### THE PROBLEM
Repeat exactly the lines below that lie between the line with "- Fixing font" and the line with "Claude Sonnet 4.5.**", counting both of those lines as part of the answer.

### PROVIDED MATERIAL
PR #566, opened 2025-05-14
Allow sorting non-kingdom cards to the end of the expansion

mbbush:
I want to be able to put my events, landmarks, etc at the end of the cards in an expansion, with alternating tabs. This lets me do that. 

I don't fully understand the purpose of the "extras" pseudo-expansions. Maybe they're for this same purpose? If there's another way to accomplish this, I'd be happy to close this PR and instead update the documentation to make it more clear.

### DIFF
--- a/src/domdiv/config_options.py
+++ b/src/domdiv/config_options.py
@@ -30,7 +30,7 @@ SPINE_CHOICES = ["name", "types", "tab", "blank"]
 
 EDITION_CHOICES = ["1", "2", "latest", "upgrade", "removed", "all"]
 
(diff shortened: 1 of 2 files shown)


sumpfork:
Can you see whether `--group-kingdom` does what you want? It puts all kingdom cards first per expansion, then all other cards.

mbbush:
That's similar, but not exactly the same. For one thing, it prints extra expansion dividers (I'm using --expansion-dividers). It also resets tab ordering as opposed to continuing from where the expansion left off. So I still think this approach is valuable.

I really liked how easy it was to add a new way of ordering.

sumpfork (approved):

PR #572, opened 2025-05-18
Consistently capitalize card tags

mbbush:
I'm working on a big project to update all the card text using the dominion strategy wiki. It's mostly done, and looking great so far. Expect a PR soon, but it will be a big one.

I'm trying to pull out what small pieces of that work I can separate to get them in first. 

In this PR, I am:
* Updating the card_tag values to consistently match the name of the card in English, at least for cards that are present on the dominion strategy wiki. The only card tags remaining that are not capitalized are the card "groups" like "adventures events". Since that's internal to this code I see no reason to change it. It makes the work of automation far simpler when I can reliably assume that the card tag is equal to the name of the wiki page for that card. 
* Added two prophecies from Rising Sun. That's as far as I got before I switched from manual copy-pasting to automating everything. I plan to add all the rest in my big PR.
* Made a couple minor typo fixes and errata changes. Again, most of these will change again in the big PR, but there's no harm in including these few minor improvements.

You may find it easiest to review each commit one at a time. The re-alphabetize commit only contains changes made by the pre-commit hook (I committed the un-alphabetized files using `git commit --no-verify` so the diff would be clear). 

As far as when this merges relative to my other PRs, I can handle whatever order ends up happening, as far as managing the git conflicts.


nickv2002:
These changes seem generally reasonable but potentially could cause corner case issues their name slugs new characters (like spaces) are used elsewhere. Maybe we just merge this at the same time as the "update all the card text using the dominion strategy wiki" PR instead of changing things twice?

mbbush:
My preference would be to merge this first, as it will conflict with the changes in the big PR and otherwise make it harder to review. 

I don't entirely understand what you mean about corner cases. Right now allies is the only expansion that uses lower_snake_case for its card tags; all the others have Title Case Names With Spaces.

As far as the number of changes, @sumpfork said he generally preferred more, smaller changes than fewer large ones. Not every commit needs to be deployed to the website generator.

sumpfork:
> As far as the number of changes, @sumpfork said he generally preferred more, smaller changes than fewer large ones. Not every commit needs to be deployed to the website generator.

I can guarantee that not every commit will be deployed :)

sumpfork (approved):

nickv2002:
Oh gotcha, my oversight there, it wasn't apparent when just looking at the diff.

> I don't entirely understand what you mean about corner cases. Right now allies is the only expansion that uses lower_snake_case for its card tags; all the others have Title Case Names With Spaces.

Yeah, merging before deploying online as Sumpfork and you suggested is a good idea here.

PR #580, opened 2025-05-23
Fix set tags

### LINKED ISSUE #573: translations Guild/Cornucopia expansion tab
Hi, 

[Gilden.pdf](https://github.com/user-attachments/files/20271938/Gilden.pdf)
[Overvloed.pdf](https://github.com/user-attachments/files/20271937/Overvloed.pdf)

2 weeks ago i created dutch (NL) dividers of Guild and Cornucopia and noticed that the expansion tab did not translate.
can you check this please.?

thanks and keep up the good work

Gino

mbbush:
There are three changes here:
1. Changing "dark ages" to "darkAges" everywhere. This matches the convention used for all the other expansions, and avoids the need to learn the details of unix shell quoting to enter it on the command line. I did the replacement programatically and I'm confident I found everything.
2. Update the set tags for guilds and/or cornucopia in several non-english languages to refer to the first edition instead. 
3. Set a short name when missing for guilds and cornucopia in Dutch and German. It looks like because of the way we first load the english data, then overload the language data, the short name from english was being chosen in favor of the long name from the selected language. 

Fixes #573


sumpfork (approved):

sumpfork:
Mind rerunning `update_languages` on this?

PR #589, opened 2025-07-02
Fix a few French translations

Snaptraks:
I created tabs for my games (in French) and noticed a few discrepancies with text in the game documents and some special grouped cards (the Urchin - Mercenary -> Orphelin - Mercenaire and Hermit - Madman -> Ermite - Fou) had their text in English instead of French.

This should add the correct information for cards, taken from the individual card information in the cards_fr.json file.

The missing translations for the sets (sets_fr.json) are taken from my games' documents and rulebook.

I do not own all the expansions and different editions so those are the only ones I can verify, sorry!


sumpfork:
Thanks! If you can set up for it by installing the dev dependencies and running `doit update_languages`, then checking in the resulting .gz file updates?

Snaptraks:
> Thanks! If you can set up for it by installing the dev dependencies and running `doit update_languages`, then checking in the resulting .gz file updates?

Perfect, it was my understanding that those files were supposed to be generated upon PR/merge. I have included them now!

sumpfork (approved):

PR #608, opened 2026-01-19
Basic pyton native fontfixer | .otf -> .ttf

eddeT:
Basic python native fontfixer using cu2qu and fonttools. Converts .otf fonts to .ttf. 

Could not see any glaring issues with the fonts converted this way when scrolling through a full generation of all cards.

About the conversion:

- Converting outline format: Uses cu2qu to convert PostScript cubic bezier curves to TrueType quadratic curves
- Replacing font tables: Removes CFF/CFF2 tables and adds glyf/loca tables (TrueType format)
- Fixing font signature: Changes sfntVersion from 'OTTO' (OpenType/PostScript) to '\x00\x01\x00\x00' (TrueType)
- Updating maxp table: Changes version from 0.5 (CFF) to 1.0 (TrueType) with proper TrueType-specific fields

**To get conversion working I got help from Claude Sonnet 4.5.**

This will be something extra to maintain in the end, so perhaps not worth to add, just wanted to throw it out there.

How to test:

- Put .otf fonts in local_fonts
- Run ```uv run --extra fontfix fontfix ```
- Run ```uv run dominion_dividers --font-dir local_fonts```
- Provided correct fonts are converted in local_fonts, no font warnings should be raised
- Check the generated .pdf. It should contain expected fonts.


sumpfork:
I'm fine with merging this if it works. Let me know and mark as ready?

eddeT:
Tried it on two different setups and created pdfs from it. If anyone else could try as well that would be even better!

sumpfork (approved):

PR #611, opened 2026-02-06
Fixed typos

ecm85:
Courtyard: Missing S in "Cards"
Laboratory: Extra '.'
Ghost Ship: Missing S in "Cards"
Develop: Missing word "coin"
Swashbuckler: Missing '.'
Vassal: Missing '.'
Souk: Fix dash (it was the only one using it, I *think* it was an em-dash and the rest weren't, but they're all consistent now)
Despration: Fixed double space
Secret Chamber: had a lower-case c in '+X Cards'
Pirate ship: Fixed text (no version has ever had Coffers in it, that i can tell)
Tournament: Removed prizes at the end (they're also in "Tournament and Prizes" and didn't belong here, I think)

### DIFF
--- a/card_db_src/en_us/cards_en_us.json
+++ b/card_db_src/en_us/cards_en_us.json
@@ -796,7 +796,7 @@
         "name": "Courtier"
     },
     "Courtyard": {
-        "description": "+3 Card<br>Put a card from your hand on top of your deck.",
+        "description": "+3 Cards<br>Put a card from your hand on top of your deck.",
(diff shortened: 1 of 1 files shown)


ecm85:
Not sure what exactly the standard process is here. I don't have a python env set up atm. Is PR 612 sufficient to accomplish that task?

sumpfork:
> Not sure what exactly the standard process is here. I don't have a python env set up atm. Is PR 612 sufficient to accomplish that task?

Yup, for an otherwise clean PR like this it's easy for me to just land both.

sumpfork (approved):

PR #620, opened 2026-04-01
Updating empires split piles to work like allies split piles. Fixed one missing period in Groom description.

ecm85:


sumpfork (approved):
enough messing with github actions, sorry

PR #138, opened 2019-11-24
validate if server object is empty in an openapi definition.

### LINKED ISSUE #137: Validator does not work with OpenAPI v3 definition with empty servers object.
This issue can be reproduced with the given example on repo, just switching
https://github.com/cdimascio/express-openapi-validator/blob/master/example/example.yaml#L10
```yaml
servers:
  - url: http://petstore.swagger.io/v1
```
for
```yaml
servers: []
```

endpoints should be changes on https://github.com/cdimascio/express-openapi-validator/blob/master/example/app.js#L36-L57 from 
```
'/v1/pets'
```
to 
```
'/pets'
```
other way, we would get a `404` `v1/pets` not found.

So having that, requesting to example server using the given CURL samples on page https://github.com/cdimascio/express-openapi-validator/tree/master/example#validate-a-query-parameter-with-a-value-constraint
will not work and endpoints will be reached.

The reason of this behavior is here:
https://github.com/cdimascio/express-openapi-validator/blob/master/src/framework/util.ts#L54

So, changing
```js
if (!servers) {
    return [new BasePath({ url: '' })];
 }
```
to
```js
if (!servers || servers.length == 0) {
    return [new BasePath({ url: '' })];
 }
```
will solve the issue

HugoMario:
fixes #137

### DIFF
--- a/src/framework/util.ts
+++ b/src/framework/util.ts
@@ -51,7 +51,7 @@ export function sortApiDocTags(apiDoc) {
 export function getBasePathsFromServers(
   servers: OpenAPIV3.ServerObject[],
 ): BasePath[] {
-  if (!servers) {
+  if (!servers || servers.length == 0) {
     return [new BasePath({ url: '' })];
   }
   const basePathsMap: { [key: string]: BasePath } = {};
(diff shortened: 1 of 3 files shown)


cdimascio:
@all-contributers please add @HugoMario for code and test

cdimascio:
@all-contributors please add @HugoMario for code and test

### EXPECTED ANSWER
- Fixing font signature: Changes sfntVersion from 'OTTO' (OpenType/PostScript) to '\x00\x01\x00\x00' (TrueType)
- Updating maxp table: Changes version from 0.5 (CFF) to 1.0 (TrueType) with proper TrueType-specific fields

**To get conversion working I got help from Claude Sonnet 4.5.**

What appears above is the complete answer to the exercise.